Measure: Total Fertility Rate

 

According to data from the National Survey of Family Growth, 12% of U.S. couples had impaired fertility in 2002, up 20% from 1995. Approximately 10% of problems with fertility are unknown and environmental contaminants including endocrine disruptors have been hypothesized as major contributors. Environmental contamination can have multi-generational impacts on reproduction that need to be studied and tracked long term.

 

It has been suspected that low-level exposures to a number of compounds, such as phthalates, polychlorinated biphenyls (PCBs), dioxin, pesticides and other compounds may be affecting human fertility. There is documented evidence that specific exposures to compounds such as DBCP in the workplace have affected male fertility. 

 

It has been proposed that two male reproductive birth defects, hypospadias and cryptorchidism, along with testicular cancer, are part of a syndrome called “testicular dysgenesis syndrome,” which has been hypothesized to be related to exposure to endocrine disrupting compounds in the environment.

 

Fertility trends provide basic descriptive data that may supply clues about changes that may be influenced by environmental risk factors.
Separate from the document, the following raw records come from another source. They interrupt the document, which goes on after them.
PR #716, opened 2022-11-24
Update sonic-swss-common pipeline build for Bullseye

saiarcot895:
With docker-sonic-vs now upgraded to Bullseye (in sonic-net/sonic-buildimage#13294), make the necessary changes in the sonic-swss-common pipeline build to build for and use Bullseye.


liushilongbuaa:
@saiarcot895 , https://github.com/sonic-net/sonic-swss-common/blob/e3d9024602847d5bb41e14f153099431ef35f291/debian/control#L5
Why this line doesn't need change?

.azure-pipelines/docker-sonic-vs/Dockerfile
```diff
@@ -4,16 +4,4 @@ ARG docker_container_name
...
-RUN dpkg -i /debs/python3-swsscommon_1.0.0_amd64.deb
-RUN dpkg -i /debs/sonic-db-cli_1.0.0_amd64.deb
-
-RUN dpkg -i /debs/libsaimetadata_1.0.0_amd64.deb
-RUN dpkg -i /debs/libsairedis_1.0.0_amd64.deb
-RUN dpkg -i /debs/libsaivs_1.0.0_amd64.deb
-RUN dpkg -i /debs/syncd-vs_1.0.0_amd64.deb
-
-RUN dpkg -i /debs/swss_1.0.0_amd64.deb
+RUN dpkg -i /debs/libswsscommon_1.0.0_amd64.deb /debs/python3-swsscommon_1.0.0_amd64.deb /debs/sonic-db-cli_1.0.0_amd64.deb /debs/libsaimetadata_1.0.0_amd64.deb /debs/libsairedis_1.0.0_amd64.deb /debs/libsaivs_1.0.0_amd64.deb /debs/syncd-vs_1.0.0_amd64.deb /debs/swss_1.0.0_amd64.deb
```
liushilongbuaa, line 7: libswsscommon depends on libboost1.71-dev. (in debian/control Line5)
But docker-sonic-vs uninstalled libboost1.71. This line should fail. @saiarcot895 can you rerun the pipeline? Maybe the former PR check used old docker-sonic-vs image.

liushilongbuaa:
I didn't see this PR. So I have a fix for platform-daemons. https://github.com/sonic-net/sonic-platform-daemons/pull/349/files
It is running in sonic-slave-bullseye, so it succeeded.
If it run in docker-sonic-vs, it fails. https://github.com/sonic-net/sonic-sairedis/pull/1227/files

.azure-pipelines/docker-sonic-vs/Dockerfile
saiarcot895: The dependency string is specified as `libboost-dev | libboost1.71-dev`, which means either `libboost-dev` or `libboost1.71-dev` needs to be installed. Since `libboost-dev` is installed in Bullseye, the dependency is met.

In Buster, Boost 1.71 is installed through the `libboost1.71-dev` (and associated) packages. The Buster default is Boost 1.67, and I guess something explicitly wanted to use Boost 1.71, so all packages are built with that. Because libswsscommon might still get built for Buster (it's needed for the nat and sflow containers), that part of the dependency string cannot be removed just yet.

liushilongbuaa: /mnt$ docker run --rm -ti --entrypoint bash docker-sonic-vs:latest 
root@9f79d2f3aae7:/# apt list| grep libboost

WARNING: apt does not have a stable CLI interface. Use with caution in scripts.

libboost-serialization1.74.0/now 1.74.0-9 amd64 [installed,local]

liushilongbuaa: docker-sonic-vs didn't install libboost-dev or libboost1.71-dev

saiarcot895: The docker container shouldn't need the dev package. The dev package is only for building libswsscommon, and should only be present in the slave container.

saiarcot895: Line 5 of `debian/control` lists the build-time dependencies. This does not necessarily correspond to runtime dependencies. The runtime dependency list is automatically generated, and gets filled into the `shlibs:Depends` variable for each package. For the `libswsscommon` package, this dependency list is libboost-serialization1.74.0 (>= 1.74.0), libc6 (>= 2.14), libgcc-s1 (>= 3.0), libhiredis0.14 (>= 0.14.0), libnl-3-200 (>= 3.2.21), libnl-nf-3-200 (>= 3.2.7), libnl-route-3-200 (>= 3.2.7), libstdc++6 (>= 9), libuuid1 (>= 2.16), libyang, libzmq5 (>= 4.0.1+dfsg) (for a package built on Bullseye).

liushilongbuaa (approved):
pipeline succeeded.

saiarcot895:
@liushilongbuaa can you force merge this PR? Looks like the status check on Github is looking at a merge commit instead.

liushilongbuaa:
> @liushilongbuaa can you force merge this PR? Looks like the status check on Github is looking at a merge commit instead.

@xumia, please help

xumia:
> > @liushilongbuaa can you force merge this PR? Looks like the status check on Github is looking at a merge commit instead.
> 
> @xumia, please help

It is weird, the results in the GitHub check page are succeeded.
image

xumia:
@saiarcot895 , could you please try to run /easycla ? I can merge it if the easycla passed.
Or could you please send another PR?

saiarcot895:
I can run EasyCLA, but the merge section of the PR is looking at some other commit. If this fails, I'll push an empty commit.

PR #720, opened 2022-12-03
Revamp module build script to make it work for 5.15 on Ubuntu 20.04

saiarcot895:
The current version of the script does not work at all when the host kernel is Azure's 5.15 kernel on Ubuntu 20.04. It does seem to work with 5.11 and older.

Update the script to add support for building and loading the kernel modules for the 5.15 kernel, while keeping support for the non-HWE kernel.

In addition, use a separate `updates/sonic` directory for the kernel modules we compile, to make it clear they were compiled separately and don't come from the official kernel build packages.

Finally, add a warning if we're compiling a kernel module for a different version of the kernel than what is currently running.


saiarcot895:
@xumia @qiluo-msft could you review this when you get a chance?

.azure-pipelines/build_and_install_module.sh
```diff
@@ -26,64 +26,62 @@ function build_and_install_kmodule()
...
+    fi
     make  allmodconfig
     mv .config .config.bk
     cp /boot/config-$(uname -r) .config
     grep NET_TEAM .config.bk >> .config
-    echo CONFIG_NET_VRF=m >> .config
-    echo CONFIG_MACSEC=m >> .config
-    echo CONFIG_NET_VENDOR_MICROSOFT=y >> .config
-    echo CONFIG_MICROSOFT_MANA=m >> .config
-    echo CONFIG_SYSTEM_REVOCATION_LIST=n >> .config
```
qiluo-msft, line 55: why removing?

saiarcot895: Ideally, when building kernel modules, the config used for building the kernel module must match the system's kernel config. This is especially true for config options that aren't for just building a module (i.e. options that may affect multiple parts of the kernel). If there's a difference, there a risk of structure sizes not matching, or function parameters not matching.

These kernel options, as far as I can tell, and based on the CI test run, don't have any functional impact.

saiarcot895: Ideally, when building kernel modules, the config used for building the kernel module must match the system's kernel config. This is especially true for config options that aren't for just building a module (i.e. options that may affect multiple parts of the kernel). If there's a difference, there a risk of structure sizes not matching, or function parameters not matching.

saiarcot895:
@xumia @liushilongbuaa Could you review this when you get a chance?

xumia (approved):

xumia:
> @xumia @liushilongbuaa Could you review this when you get a chance?

LGTM, thanks for the fix.

PR #723, opened 2022-12-07
keep del when del-set-sequence exist

inspurSDN:
what I did:  
    when del-set-sequence exist in consumer table, I keep the del event been execute even a set of the same key is already seen after the del.
why I did:
    in the old code, the del is setting an key without fv, so if a set with fv after, it will only execute a set, so the multimap m_toSync can not  seen the del event, sometimes the lost del may result errors if something is depending on the del event.


inspurSDN:
failed on sairedis? seems not what I modified.
retest please

inspurSDN:
retest please

PR #733, opened 2023-01-04
[hash]: Add GH DB schema

nazariig:
Signed-off-by: Nazarii Hnydyn <nazariig@nvidia.com>

**HLD:** https://github.com/sonic-net/SONiC/pull/1101


common/schema.h
```diff
@@ -421,7 +422,7 @@ namespace swss {
 
 /***** STATE DATABASE *****/
 
-#define STATE_SWITCH_CAPABILITY_TABLE_NAME          "SWITCH_CAPABILITY_TABLE"
+#define STATE_SWITCH_CAPABILITY_TABLE_NAME          "SWITCH_CAPABILITY"
```
prsunny, line 425: Please revert this change and follow the existing convention of _TABLE

nazariig: @prsunny let me clarify the need of this change:

Today in SONiC define `STATE_SWITCH_CAPABILITY_TABLE_NAME` (which supposed to be a reference point to the switch capabilities table) is currently not used. Instead, we have a lot of places with hardcoded  string `SWITCH_CAPABILITY`. The motivation of this change is to start using it for switch hash OA with the relevant table name.

Once this merged, we can raise a separate PR and replace all hardcoded values (python, C++, etc.) with the relevant named definition. And only then change the table name to be following the convention you mentioned.
Since this is a separate activity, i would prefer to avoid doing it as part of current PR.

Please let me know what do you think.

prsunny: ok

prsunny (approved):

StormLiangMS:
@nazariig  looks like new feature, pls wait for next branch cut.

@prsunny  for vis.

PR #736, opened 2023-01-09
RedisPipeline ignore flush when call dtor from another thread.

liuh-80:
#### Why I did it
Because RedisPipeline is not thread safe, in c++ if code call exit() from another thread, the dtor of RedisPipeline will  be called from another thread and trigger a race condition issue.

#### How I did it
RedisPipeline ignore flush when call dtor from another thread.

#### How to verify it

- [ ] 201811
- [ ] 201911
- [ ] 202006
- [ ] 202012
- [ ] 202106
- [ ] 202111

RedisPipeline ignore flush when call dtor from another thread.

### DIFF
--- a/common/redispipeline.h
+++ b/common/redispipeline.h
@@ -6,6 +6,7 @@
 #include "redisreply.h"
 #include "rediscommand.h"
 #include "dbconnector.h"
+#include "logger.h"
 
 #include "unistd.h"
 #include "sys/syscall.h"
@@ -31,6 +32,10 @@ public:
         {
             // call flush from different thread will trigger race condition issue.
             flush();
+        }
+        else
+        {
+            SWSS_LOG_NOTICE("RedisPipeline dtor is called from another thread, possibly due to exit(), Database: %s", getDbName().c_str());
         }
 
         delete m_db;
--- a/common/redispipeline.h
+++ b/common/redispipeline.h
@@ -7,6 +7,10 @@
 #include "rediscommand.h"
 #include "dbconnector.h"
 
+#include "unistd.h"
+#include "sys/syscall.h"
+#define gettid() syscall(SYS_gettid)
+
 namespace swss {
 
 class RedisPipeline {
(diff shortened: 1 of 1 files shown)


common/redispipeline.h
```diff
@@ -7,6 +7,10 @@
 #include "rediscommand.h"
 #include "dbconnector.h"
 
+#include "unistd.h"
+#include "sys/syscall.h"
+#define gettid() syscall(SYS_gettid)
```
liuh-80, line 12: there is no wrapper for gettid() in glibc <= 2.30, so we need use syscall(SYS_gettid)

common/redispipeline.h
```diff
@@ -19,10 +23,16 @@ class RedisPipeline {
...
+        initializeOwnerTid();
     }
 
     ~RedisPipeline() {
-        flush();
+        if (m_ownerTid == gettid())
+        {
+            // call flush from different thread will trigger race condition issue.
+            flush();
+        }
```
qiluo-msft, line 34: >} [](http://example.com/codeflow?start=8&length=1)

Add a notice logging in `else` branch.

common/redispipeline.h
```diff
@@ -19,10 +23,16 @@ class RedisPipeline {
         , m_remaining(0)
     {
         m_db = db->newConnector(NEWCONNECTOR_TIMEOUT);
+        initializeOwnerTid();
     }
 
     ~RedisPipeline() {
```
qiluo-msft, line 29: >RedisPipeline [](http://example.com/codeflow?start=5&length=13)

Thanks for fixing the bug. It is from the design that DBConnector could be used only in one thread. Do you find similar issues in other classes in swss-common?

liuh-80: No, I check all dtor in swss-common only find RedisPipeline class run redis command in dtor.

common/redispipeline.h
liuh-80: Fixed

qiluo-msft (approved):

qiluo-msft:
Do we need backport, for example to 202012 branch?

PR #725, opened 2022-12-19
Monitor tables for Sirius

siqbal1986:
Added 2 VNET_MONITOR tables. one in APP DB and the other in State DB for Vxlan tunnel endpoint custom monitor.

PR #738, opened 2023-01-13
[202012] Monitor tables for VNET custom monitoring

siqbal1986:
Case of Orignal PR https://github.com/sonic-net/sonic-swss-common/pull/725


prsunny (approved):

prsunny:
Cherring-picking #725

PR #739, opened 2023-01-19
Increase the netlink buffer size from 3MB to 16MB.

kishorekunal01:
As error is seen in fdbsyncd with netlink reports "out of memory on reading a netlink socket" It is seen when kernel is sending 10k remote mac to fdbsyncd.

- What I did
    Increase the buffer size of the netlink buffer from 3MB to 16MB

- How I did it
    Increase the buffer size in the API nl_socket_set_buffer_size

- How to verify it
    Verified with 10k remote mac, and restarting the fdbsyncd process. So that kernel send the bridge fdb dump to the fdbsyncd.
    Verified that the netlink buffer error is not reported in the sys log.

Signed-off-by: kishore.kunal@broadcom.com

### DIFF
--- a/common/netlink.cpp
+++ b/common/netlink.cpp
@@ -35,8 +35,8 @@ NetLink::NetLink(int pri) :
     }
 
     nl_socket_set_nonblocking(m_socket);
-    /* Set socket buffer size to 3MB */
-    nl_socket_set_buffer_size(m_socket, 3145728, 0);
+    /* Set socket buffer size to 16MB */
+    nl_socket_set_buffer_size(m_socket, 16777216, 0);
 }
 
 NetLink::~NetLink()


dgsudharsan (approved):

snider-nokia:
I suspect there is a problem here in terms of completeness.

In my testing related to https://github.com/sonic-net/sonic-buildimage/issues/12587 I verified that the netlink socket rcv buffer size is inevitably constrained by the host net.core.rmem_max setting.  So, no matter what size is requested in netlink.cpp the associated socket rcv buffer size will never exceed the host net.core.rmem.max setting.

The preferable method, it seems, for manipulating the aforementioned host setting is by changing it in **.../files/image_config/sysctl/sysctl-net.conf** (as snapshot below) to the appropriate value (in this case 16MB).  Once the host value is appropriately changed (when database is instantiated) then the subsequent netlink socket rcv buffer size increase will be honored.

Suggest also that care should be taken to run a full OC test suite regression after this (host net.core.rmem_max) change, since a significant amount of additional memory is going to be allocated for socket rcv buffers that was not previously.  It is possible that other (non-netlink) sockets may also be allocating more socket rcv buffer memory after the host change, as well, since any existing code that is currently attempting to allocate a socket rcv buffer larger than host net.core.rmem_max setting (currently set to 3MB) is being constrained to that (3MB) value.  After the host net.core.rmem_max change now any/all legacy code that requests more than 3MB is going to actually be granted what it wants (up to the new ceiling of 16MB) and it is possible that this could subsequently result in unanticipated memory pressure.

image

PR #740, opened 2023-01-19
Fix minor issue found during static code scan

DavidZagury:
Fix issue of using uninitialized value on unit tests.


prsunny (dismissed):

keboliu:
@prsunny @qiluo-msft  would you be able to merge this PR?

common/ipprefix.h
```diff
@@ -76,7 +76,8 @@ class IpPrefix
                 {
                     assert(mid >= 0 && mid < 16);
                     ipa.ip_addr.ipv6_addr[mid] = (uint8_t)(0xFF << (8 - bits));
-                    memset(ipa.ip_addr.ipv6_addr + mid + 1, 0, 16 - mid - 1);
+                    if (mid < 15)
```
qiluo-msft, line 79: >if (mid < 15) [](http://example.com/codeflow?start=20&length=13)

Wondering who is complaining? the compiler?

liat-grozovik:
@qiluo-msft any further comments or can we merge this one?

common/ipprefix.h
qiluo-msft: This error does not make sense, it indicates the limitation of scanner/linter you are using.
I suggest not to sacrifice code concision to workaround scanner’s issue. If you like, you can add a code comment to suppress scanner negative alarm.

qiluo-msft (approved):

PR #544, opened 2021-10-22
[CI]: Swap the python code coverage report with the cpp report

xumia:
Show CPP report by default.

PR #746, opened 2023-02-06
[CI][202012]: Swap the python code coverage report with the cpp report (#544)

xumia:
Change to show CPP code full coverage, make the coverage rate the same as it displayed in the coverage page.


liuh-80:
This PR is for manually cherry-pick https://github.com/sonic-net/sonic-swss-common/pull/544

liuh-80 (commented):
gcovr: error: unrecognized arguments: --exclude-throw-branches

PR #766, opened 2023-03-13
[logger] Add public `restartLogger` to restart logger thread

lolyu:
This is to support adding custom observers to the swss logger.
With `restartLogger`, now applications could start logger with the following lines:
```
linkToDb(demoDb, myCustomPrioNotify, defaultPrio);
restartLogger()
```

Signed-off-by: Longxiang Lyu <lolv@microsoft.com>

### DIFF
--- a/common/logger.cpp
+++ b/common/logger.cpp
@@ -166,6 +166,11 @@ void Logger::linkToDbNative(const std::string& dbName, const char * defPrio)
     getInstance().restartSettingThread();
 }
 
+void Logger::restartLogger()
+{
+    getInstance().restartSettingThread();
+}
+
 Logger& Logger::getInstance()
 {
     static Logger m_logger;
--- a/common/logger.h
+++ b/common/logger.h
@@ -91,6 +91,7 @@ public:
     static void linkToDb(const std::string& dbName, const PriorityChangeNotify& notify, const std::string& defPrio);
     // Must be called after all linkToDb to start select from DB
     static void linkToDbNative(const std::string& dbName, const char * defPrio="NOTICE");
+    static void restartLogger();
     void write(Priority prio, const char *fmt, ...)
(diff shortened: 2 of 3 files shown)


common/logger.cpp
```diff
@@ -166,6 +166,11 @@ void Logger::linkToDbNative(const std::string& dbName, const char * defPrio)
     getInstance().restartSettingThread();
 }
 
+void Logger::restartLogger()
```
yxieca, line 169: Who will call this function other than unit tests?

lolyu: This PR depends on the change: https://github.com/sonic-net/sonic-linkmgrd/pull/182
The reason is if we want to support swss logger for `linkmgrd`, the log message path will be:
```
mux log messages -> log macros[0] -> mux logger[1] -> swsslogger[2]
                                             |----------> extra log file[3]
```
Mux log messages are collected by mux logger[1] first, then directed to swsslogger[2]. The reason for keeping the mux logger is that it has early-stage filtering inside those log macros[0] and it is needed by the `linkmgrd` ut to save the log to an extra log file.
Currently, `linkmgrd` could only use the default swss log level observer function, and it only changes the log level of swsslogger[2], so all mux log messages will be forwarded through the log message path [0] -> [1] -> [2], this will double the CPU usage of linkmgrd from 10% average to 20%.
So this PR is to support custom swss log level observer function, `linkmgrd` could use its own log level observer function so after user modifies log level via `swssloglevel`, both mux logger[1] and swsslogger[2] log level will be updated, the early stage filtering inside log macros[0] could drop most of the logs so the mux logger[1] and swsslogger[2] will not process them anymore.

lolyu: @yxieca, could you please take a review? Thanks!

yxieca (approved):

PR #791, opened 2023-06-05
Add update_only in SubscriberStateTable.

mint570:
If the flag is set, the API will return empty attribute (instead of full list of attributes) when there is no change for SET requests. This will be useful when CONFIG DB is updated with no actual change. After setting the flag, the user of the SubscriberStateTable will do no-op when empty attribute is return.


mint570:
@qiluo-msft do you mind reviewing this PR please? Thanks.

qiluo-msft (approved):

qiluo-msft:
> @qiluo-msft I prepared a swss PR: [sonic-net/sonic-swss#3741](https://github.com/sonic-net/sonic-swss/pull/3741)
> 
> The two PRs will need to be merged together.

It will be tricky to merge 2 PR together since PR checker failure. Could you figure out a path to merge one PR at one time?

PR #792, opened 2023-06-08
Add SEND_TO_INGRESS port table in schema.h

baxia-lan:
HLD: https://github.com/sonic-net/SONiC/blob/master/doc/pins/send_to_ingress_hld.md


baxia-lan:
@prsunny PTAL

baxia-lan:
@mint570

PTAL

common/schema.h
```diff
@@ -271,6 +272,9 @@ namespace swss {
 #define CFG_PORT_TABLE_NAME           "PORT"
 #define CFG_PORT_CABLE_LEN_TABLE_NAME "CABLE_LENGTH"
 
+#define CFG_SEND_TO_INGRESS_PORT_TABLE_NAME  "SEND_TO_INGRESS_PORT"
+#define SEND_TO_INGRESS_PORT_NAME            "SEND_TO_INGRESS"
```
prsunny, line 276: Please prefix this with CFG_. Also is this a new table in Config_DB? if so, what is the above one for?

baxia-lan: Removed this port name.
It was used as hardcoded send_to_ingress port name.

prsunny (approved):

wen587:
Hi @baxia-lan , could you add YANG model for SEND_TO_INGRESS_PORT?

PR #797, opened 2023-06-16
Force use unix domain socket when namespace not empty

liuh-80:
Force use unix domain socket when namespace not empty

#### Work item tracking
Microsoft ADO (number only): 21776191

#### Why I did it
Change cli behavior same with python version.

#### How I did it
Force use unix domain socket when namespace not empty

#### How to verify it
Add UT.
Pass all UT.

- [ ] 201811
- [ ] 201911
- [ ] 202006
- [ ] 202012
- [ ] 202106
- [ ] 202111

Force use unix domain socket when namespace not empty


liuh-80:
Use this PR to test the cli chaneg can pass all E2E test:
https://github.com/sonic-net/sonic-buildimage/pull/15509

sonic-db-cli/sonic-db-cli.cpp
```diff
@@ -284,14 +284,11 @@ int sonic_db_cli(
         if (!netns.empty())
         {
             initializeGlobalConfig();
+
+            // Use the unix domain connectivity if namespace not empty.
+            isTcpConn = false;
```
qiluo-msft, line 289: >false [](http://example.com/codeflow?start=24&length=5)

Will you add unit test?

liuh-80: These code already cover by UT:
https://github.com/sonic-net/sonic-swss-common/blob/master/tests/cli_ut.cpp

UT failed after code change, working on fix it.

liuh-80:
PR validation failed:
https://github.com/sonic-net/sonic-buildimage/pull/15509

This is because swss-common code change break sonic cli:
https://github.com/sonic-net/sonic-swss-common/pull/789

Will wait for that issue fix first.

liuh-80:
Will run validation again after https://github.com/sonic-net/sonic-swss-common/pull/804 merged

tests/redis_multi_db_ut_config/database_config0.json
```diff
@@ -3,7 +3,7 @@
         "redis":{
             "hostname" : "127.0.0.1",
             "port": 6379,
-            "unix_socket_path": "/var/run/redis0/redis.sock"
+            "unix_socket_path": "/var/run/redis/redis.sock"
```
qiluo-msft, line 6: >redis [](http://example.com/codeflow?start=42&length=5)

why changing test data?

qiluo-msft:
Please add PR description.

tests/redis_multi_db_ut_config/database_config0.json
liuh-80: This value is not correct.
Our UT never using unix_socket_path before.
But when change sonic-db-cli to user unix domian socket. some UT failed, so need this this value.

liuh-80:
> Please add PR description.

Fixed.

tests/redis_multi_db_ut_config/database_config0.json
qiluo-msft: I agree that we need to fix test code/data if it just start under testing.
This is used in multi-db feature, and you can see a pattern that database_configN.json will have a path /var/run/redisN/redis.sock. So if it is not working due to missing sock file, we need to start multiple redis-server, each with proper config on sock files.

liuh-80: Fixed, keeps the original config no change and add new config file for asic2 and asic3.

qiluo-msft (approved):

rlhui:
@qiluo-msft , @liuh-80 , chassis community thinks that this change may bring bring back the multi-asic show commands issues as in https://github.com/sonic-net/sonic-buildimage/issues/6982, please share your thoughts and/or whether these show commands tests are passing (these should be  in multi-asic taccas sonic-mgmt tests)

PR #801, opened 2023-06-26
Producer/Consumer table binary support

Pterosaur:
We want to make the Producer/Consumer table can support binary messages, The native C string (char *) will be replaced to pointers and its lengths in all paths.
Meanwhile, the Python interfaces of SWIG can only handle the type, str, with UTF-8. So, we need to specialize the SWIG interfaces from bytes of Python to string of C++.


common/luatable.cpp
```diff
@@ -57,10 +57,12 @@ bool LuaTable::get(const vector<string> &luaKeys, vector<FieldValueTuple> &value
     // Transform data structure
     vector<const char *> args1;
     transform(args.begin(), args.end(), back_inserter(args1), [](const string &s) { return s.c_str(); } );
+    vector<size_t> lengths;
```
liuh-80, line 60: Why size_t, as my undertsand the the binary is a byte array, so it should be 'char'

Pterosaur: This vector keeps the lengths of above `args1`.

common/rediscommand.h
```diff
@@ -70,6 +70,7 @@ class RedisCommand {
 
 private:
     char *temp;
+    int len;
```
qiluo-msft, line 73: I see a new class `RedisString`.

common/redisapi.h
```diff
@@ -90,9 +90,15 @@ static inline std::set<std::string> runRedisScript(RedisContext &ctx, const std:
             args.end(),
             std::back_inserter(c_args),
             [](const std::string& s) { return s.c_str(); } );
+    std::vector<size_t> lengths;
+    transform(
```
qiluo-msft, line 94: >transform [](http://example.com/codeflow?start=4&length=9)

Instead of two transform, better to use one for-loop.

As more is learned about the link between adverse exposures and fertility, these rates could provide important background information about how fertility varies geographically in relation to changes in environmental and health risk factors and how it has varied over time within the state and across the United States.

 

The fertility measure is influenced by social/demographic choices for reproduction, maternal age, parity and social class as well as by contraception use and fertility treatments leading to multiple births. Because these factors lead to significant variations in overall fertility across populations and geographic locations, social and demographic factors would need to be controlled for to examine any environmental effects on total fertility.

 

Oregon EPHT fertility rate calculations are based on annual census estimates of the population of resident Oregon women of reproductive age (10-49 years old). The EPHT total fertility rate is the lifetime expected number of births to a hypothetical woman if she experienced the total of the age-specific live birth rates that were observed in a given year. For example, in Oregon the 2000 total fertility rate was 2.0. That is the average number of children that would be expected to be born to a woman over her lifetime if she were to experience the current age-specific rates throughout her lifetime and she were to survive from birth through the end of her reproductive life. This can also be represented as a rate per 1,000 women instead of a rate per woman i. e., as 2000.  

 

The table, graph and map below present the annual total fertility rate per woman of reproductive age from 2000-2006, by state and county. The total fertility rate adjusts for age-specific differences in fertility allowing for comparisons of rates over time and between geographical areas,

 

Southwest Oregon and scattered counties in the north and central regions had the lowest fertility rates. The eastern and north central area of the state had the highest fertility rates. The smallest and largest percentages of total fertility among the youngest women were both in rural counties (3 and 16 percent in Wallowa and Jefferson counties, respectively). In the oldest age group, the five lowest percentages of total fertility (1 percent) were in rural counties without college populations (Sherman, Wallowa, Baker, Grant, Coos) and the highest (3 percent) are in counties with large college and urban populations (Benton and Multnomah counties).

 

Table 1: Annual total fertility rate for women of reproductive age (10 – 54 years) by Oregon county and year, for 2000 to 2006.  

 

Graph 1: Total fertility fate by Oregon county, summarized for 2000 to 2006.  

 

Map 1: Total fertility rates, summarized from 2000 to 2006, by county.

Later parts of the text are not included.